RECORDS FOR THE EXERCISE:
PR #124, opened 2024-06-10
feat: /usr/bin/script wrapper to send full tty output to sentry

joshuarli:
devenv now executes itself with script to tee the full tty output into a log file, which is then uploaded to sentry as an attachent to an event in the case of an unsuccessful exit.

I wasn't able to find a way to upload an attachment to an event after-the-fact though, so we're missing out on any detailed stacktrace that occured in devenv.

TODO: see if we can fetch the event title because these attachment names are not that helpful:

image

### DIFF
--- a/devenv/main.py
+++ b/devenv/main.py
@@ -93,15 +93,17 @@ def main() -> ExitCode:
 
     # the reason we're subprocessing instead of os.execv(cmd[0], cmd)
     # is that script must exit (so that the complete log file is committed to disk)
-    # before sentry sends the event.
+    # before sentry sends the event...
     rc = subprocess.call(cmd)
 
     if rc == 0:
         return rc
 
-    # we're just using sentry-sdk to send the contents of an attachment
-    # i'd love to be able to set it up in the child and retrieve the event id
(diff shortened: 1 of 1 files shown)


devenv/main.py
```diff
@@ -75,17 +77,62 @@ def devenv(argv: Sequence[str], config_path: str) -> ExitCode:
...
+
+    # the reason we're subprocessing instead of os.execv(cmd[0], cmd)
+    # is that script must exit (so that the complete log file is committed to disk)
+    # before sentry sends the event...
+    rc = subprocess.call(cmd)
+
+    if rc == 0:
+        return rc
+
+    # i'd love to be able to send a full event in the child then
```
asottile-sentry, line 102: I wonder if we can do something something trace id and have both exist? and just link them after the fact?

joshuarli: ahhh that might work, i'm thinking we start a transaction in the parent and start a span for the child process then only transaction.finish() if an error happens in the child

not sure what the transaction would look like in sentry ui (like, can we easily see the child error event) but gonna give it a go

PR #125, opened 2024-06-11
Add homebrew_repo and homebrew_bin constants for linux

aliu39:
https://docs.brew.sh/Homebrew-on-Linux


devenv/constants.py
```diff
@@ -36,3 +37,6 @@
 if INTEL_MAC:
     homebrew_repo = "/usr/local/Homebrew"
     homebrew_bin = "/usr/local/bin"
+if LINUX:
+    homebrew_repo = "/home/linuxbrew/.linuxbrew"
+    homebrew_bin = f"{homebrew_repo}/bin"
```
asottile-sentry, line 42: this is intentionally omitted.  on linux use your package manager to set up docker instead.  (linuxbrew is ~usually a bad solution on linux)

asottile-sentry (changes requested):

devenv/constants.py
aliu39: Got it. It's just that I tried installing on WSL a good while ago, but IIRC, install.sh will error and end early without these variables.

asottile-sentry: start with a bug report first -- it's likely that there's some gaps there since linux isn't officially supported

aliu39: Got it - I'll actually just close this. Someone said it's highly discouraged to use personal machines for work, so I'm not too keen on installing this anymore..

PR #126, opened 2024-06-17
feat: fetch runs post_fetch if available

joshuarli:
https://github.com/getsentry/sentry/pull/72870#discussion_r1643236206

### DIFF
--- a/ci/devenv-bootstrap.sh
+++ b/ci/devenv-bootstrap.sh
@@ -17,6 +17,7 @@ EOF
 cd "$HOME"
 # note: colima will be used and is necessary for a docker runtime on
 #       macos GitHub runners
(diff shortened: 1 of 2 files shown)


ci/devenv-bootstrap.sh
```diff
@@ -17,8 +17,13 @@ EOF
 cd "$HOME"
 # note: colima will be used and is necessary for a docker runtime on
 #       macos GitHub runners
+export DEVENV_FETCH_BRANCH=devenv-sync-setup-git
```
joshuarli, line 20: will revert this before merging

IanWoodard (approved):

ci/devenv-bootstrap.sh
joshuarli: actually this needs to be here for now, need to release a new devenv version

PR #127, opened 2024-07-09
devenv: small things

joshuarli:
it's the small things in life...

Wanted to get these things in before I cut a new release for https://github.com/getsentry/sentry/pull/72870.

- adds `version/--version`, and `devenv` by itself now prints full usage (instead of pretty much nothing)
- fixes a little bug with gke-gcloud-auth-plugin not on devenv's path
- devenv venvs gitignore themselves!

### DIFF
--- a/devenv/main.py
+++ b/devenv/main.py
@@ -10,6 +10,7 @@ from devenv import fetch
 from devenv import pin_gha
 from devenv import sync
 from devenv.constants import home
+from devenv.constants import user
 from devenv.constants import version
 from devenv.lib.config import read_config
 from devenv.lib.context import Context
@@ -84,6 +85,9 @@ def devenv(argv: Sequence[str], config_path: str) -> ExitCode:
 
 
 def main() -> ExitCode:
+    if user == "root":
+        raise SystemExit("You shouldn't be running devenv as root.")
+
     import sys
     import sentry_sdk
 
--- a/devenv/main.py
+++ b/devenv/main.py
@@ -21,10 +21,6 @@ from devenv.lib.repository import Repository
 
 
 def devenv(argv: Sequence[str], config_path: str) -> ExitCode:
-    if len(argv) > 1 and argv[1] in ("version", "--version"):
-        print(f"devenv {version}")
-        return 0
-
     # determine current repo, if applicable
     fake_reporoot = os.getenv("CI_DEVENV_INTEGRATION_FAKE_REPOROOT")
     if fake_reporoot:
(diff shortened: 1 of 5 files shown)


devenv/main.py
```diff
@@ -59,6 +64,10 @@ def devenv(argv: Sequence[str], config_path: str) -> ExitCode:
         # Argparse stuff
         subparser.add_parser(info.command, help=info.help)
 
+    if len(argv) == 1:
+        parser.print_help()
+        return 0
+
```
IanWoodard, line 70: Doesn't argparse print out help by default? Is this help message any different?

devenv/main.py
```diff
@@ -19,6 +20,10 @@
 
 
 def devenv(argv: Sequence[str], config_path: str) -> ExitCode:
+    if len(argv) > 1 and argv[1] in ("version", "--version"):
+        print(f"devenv {version}")
+        return 0
+
```
IanWoodard, line 26: As is, this won't show up in help since we aren't making use of argparse. We should make this work more cohesive similar to the rest of the commands, even if it is simpler.

devenv/main.py
joshuarli: No, currently `devenv` alone gives

```
usage: devenv [-h] command ...
devenv: error: the following arguments are required: command
```

devenv/main.py
joshuarli: The problem is, if we have `parser.add_argument("--version", action="store_true")`

then `devenv --version` gives:

```
$ devenv --version
usage: devenv [-h] [--version] command ...
devenv: error: the following arguments are required: command
```

I just gave up quickly and opted for this instead. I think it's fine.

devenv/main.py
IanWoodard: Could we instead utilize the description argument when we construct ArgParse? That way we can utilize argparse's built-in behavior

devenv/main.py
IanWoodard: I think it would be worthwhile to spend the time to figure out how to do this using argparse so we can provide a cohesive cli where every command is listed in the help. If this PR needs to get out quick, I'd suggest leaving this part off and addressing it in a separate PR.

joshuarli: Yeah, i'd like to get this out quick so I can unblock a new release + remaining sentry cleanup. Can polish this stuff later.

devenv/main.py
joshuarli: I don't understand what you mean? Also if this can be further improved upon i'd like to followup later.

devenv/main.py
```diff
@@ -84,6 +85,9 @@ def devenv(argv: Sequence[str], config_path: str) -> ExitCode:
 
 
 def main() -> ExitCode:
+    if user == "root":
```
joshuarli, line 88: this is for https://github.com/getsentry/terraform-sandboxes.private/pull/83#issuecomment-2221498154

IanWoodard (approved):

ABOUT THIS TASK:
Everything in the listing needs to be duplicated exactly, line for line.

ANSWER:
PR #124, opened 2024-06-10
feat: /usr/bin/script wrapper to send full tty output to sentry

joshuarli:
devenv now executes itself with script to tee the full tty output into a log file, which is then uploaded to sentry as an attachent to an event in the case of an unsuccessful exit.

I wasn't able to find a way to upload an attachment to an event after-the-fact though, so we're missing out on any detailed stacktrace that occured in devenv.

TODO: see if we can fetch the event title because these attachment names are not that helpful:

image

### DIFF
--- a/devenv/main.py
+++ b/devenv/main.py
@@ -93,15 +93,17 @@ def main() -> ExitCode:
 
     # the reason we're subprocessing instead of os.execv(cmd[0], cmd)
     # is that script must exit (so that the complete log file is committed to disk)
-    # before sentry sends the event.
+    # before sentry sends the event...
     rc = subprocess.call(cmd)
 
     if rc == 0:
         return rc
 
-    # we're just using sentry-sdk to send the contents of an attachment
-    # i'd love to be able to set it up in the child and retrieve the event id
(diff shortened: 1 of 1 files shown)


devenv/main.py
```diff
@@ -75,17 +77,62 @@ def devenv(argv: Sequence[str], config_path: str) -> ExitCode:
...
+
+    # the reason we're subprocessing instead of os.execv(cmd[0], cmd)
+    # is that script must exit (so that the complete log file is committed to disk)
+    # before sentry sends the event...
+    rc = subprocess.call(cmd)
+
+    if rc == 0:
+        return rc
+
+    # i'd love to be able to send a full event in the child then
```
asottile-sentry, line 102: I wonder if we can do something something trace id and have both exist? and just link them after the fact?

joshuarli: ahhh that might work, i'm thinking we start a transaction in the parent and start a span for the child process then only transaction.finish() if an error happens in the child

not sure what the transaction would look like in sentry ui (like, can we easily see the child error event) but gonna give it a go

PR #125, opened 2024-06-11
Add homebrew_repo and homebrew_bin constants for linux

aliu39:
https://docs.brew.sh/Homebrew-on-Linux


devenv/constants.py
```diff
@@ -36,3 +37,6 @@
 if INTEL_MAC:
     homebrew_repo = "/usr/local/Homebrew"
     homebrew_bin = "/usr/local/bin"
+if LINUX:
+    homebrew_repo = "/home/linuxbrew/.linuxbrew"
+    homebrew_bin = f"{homebrew_repo}/bin"
```
asottile-sentry, line 42: this is intentionally omitted.  on linux use your package manager to set up docker instead.  (linuxbrew is ~usually a bad solution on linux)

asottile-sentry (changes requested):

devenv/constants.py
aliu39: Got it. It's just that I tried installing on WSL a good while ago, but IIRC, install.sh will error and end early without these variables.

asottile-sentry: start with a bug report first -- it's likely that there's some gaps there since linux isn't officially supported

aliu39: Got it - I'll actually just close this. Someone said it's highly discouraged to use personal machines for work, so I'm not too keen on installing this anymore..

PR #126, opened 2024-06-17
feat: fetch runs post_fetch if available

joshuarli:
https://github.com/getsentry/sentry/pull/72870#discussion_r1643236206

### DIFF
--- a/ci/devenv-bootstrap.sh
+++ b/ci/devenv-bootstrap.sh
@@ -17,6 +17,7 @@ EOF
 cd "$HOME"
 # note: colima will be used and is necessary for a docker runtime on
 #       macos GitHub runners
(diff shortened: 1 of 2 files shown)


ci/devenv-bootstrap.sh
```diff
@@ -17,8 +17,13 @@ EOF
 cd "$HOME"
 # note: colima will be used and is necessary for a docker runtime on
 #       macos GitHub runners
+export DEVENV_FETCH_BRANCH=devenv-sync-setup-git
```
joshuarli, line 20: will revert this before merging

IanWoodard (approved):

ci/devenv-bootstrap.sh
joshuarli: actually this needs to be here for now, need to release a new devenv version

PR #127, opened 2024-07-09
devenv: small things

joshuarli:
it's the small things in life...

Wanted to get these things in before I cut a new release for https://github.com/getsentry/sentry/pull/72870.

- adds `version/--version`, and `devenv` by itself now prints full usage (instead of pretty much nothing)
- fixes a little bug with gke-gcloud-auth-plugin not on devenv's path
- devenv venvs gitignore themselves!

### DIFF
--- a/devenv/main.py
+++ b/devenv/main.py
@@ -10,6 +10,7 @@ from devenv import fetch
 from devenv import pin_gha
 from devenv import sync
 from devenv.constants import home
+from devenv.constants import user
 from devenv.constants import version
 from devenv.lib.config import read_config
 from devenv.lib.context import Context
@@ -84,6 +85,9 @@ def devenv(argv: Sequence[str], config_path: str) -> ExitCode:
 
 
 def main() -> ExitCode:
+    if user == "root":
+        raise SystemExit("You shouldn't be running devenv as root.")
+
     import sys
     import sentry_sdk
 
--- a/devenv/main.py
+++ b/devenv/main.py
@@ -21,10 +21,6 @@ from devenv.lib.repository import Repository
 
 
 def devenv(argv: Sequence[str], config_path: str) -> ExitCode:
-    if len(argv) > 1 and argv[1] in ("version", "--version"):
-        print(f"devenv {version}")
-        return 0
-
     # determine current repo, if applicable
     fake_reporoot = os.getenv("CI_DEVENV_INTEGRATION_FAKE_REPOROOT")
     if fake_reporoot:
(diff shortened: 1 of 5 files shown)


devenv/main.py
```diff
@@ -59,6 +64,10 @@ def devenv(argv: Sequence[str], config_path: str) -> ExitCode:
         # Argparse stuff
         subparser.add_parser(info.command, help=info.help)
 
+    if len(argv) == 1:
+        parser.print_help()
+        return 0
+
```
IanWoodard, line 70: Doesn't argparse print out help by default? Is this help message any different?

devenv/main.py
```diff
@@ -19,6 +20,10 @@
 
 
 def devenv(argv: Sequence[str], config_path: str) -> ExitCode:
+    if len(argv) > 1 and argv[1] in ("version", "--version"):
+        print(f"devenv {version}")
+        return 0
+
```
IanWoodard, line 26: As is, this won't show up in help since we aren't making use of argparse. We should make this work more cohesive similar to the rest of the commands, even if it is simpler.

devenv/main.py
joshuarli: No, currently `devenv` alone gives

```
usage: devenv [-h] command ...
devenv: error: the following arguments are required: command
```

devenv/main.py
joshuarli: The problem is, if we have `parser.add_argument("--version", action="store_true")`

then `devenv --version` gives:

```
$ devenv --version
usage: devenv [-h] [--version] command ...
devenv: error: the following arguments are required: command
```

I just gave up quickly and opted for this instead. I think it's fine.

devenv/main.py
IanWoodard: Could we instead utilize the description argument when we construct ArgParse? That way we can utilize argparse's built-in behavior

devenv/main.py
IanWoodard: I think it would be worthwhile to spend the time to figure out how to do this using argparse so we can provide a cohesive cli where every command is listed in the help. If this PR needs to get out quick, I'd suggest leaving this part off and addressing it in a separate PR.

joshuarli: Yeah, i'd like to get this out quick so I can unblock a new release + remaining sentry cleanup. Can polish this stuff later.

devenv/main.py
joshuarli: I don't understand what you mean? Also if this can be further improved upon i'd like to followup later.

devenv/main.py
```diff
@@ -84,6 +85,9 @@ def devenv(argv: Sequence[str], config_path: str) -> ExitCode:
 
 
 def main() -> ExitCode:
+    if user == "root":
```
joshuarli, line 88: this is for https://github.com/getsentry/terraform-sandboxes.private/pull/83#issuecomment-2221498154

IanWoodard (approved):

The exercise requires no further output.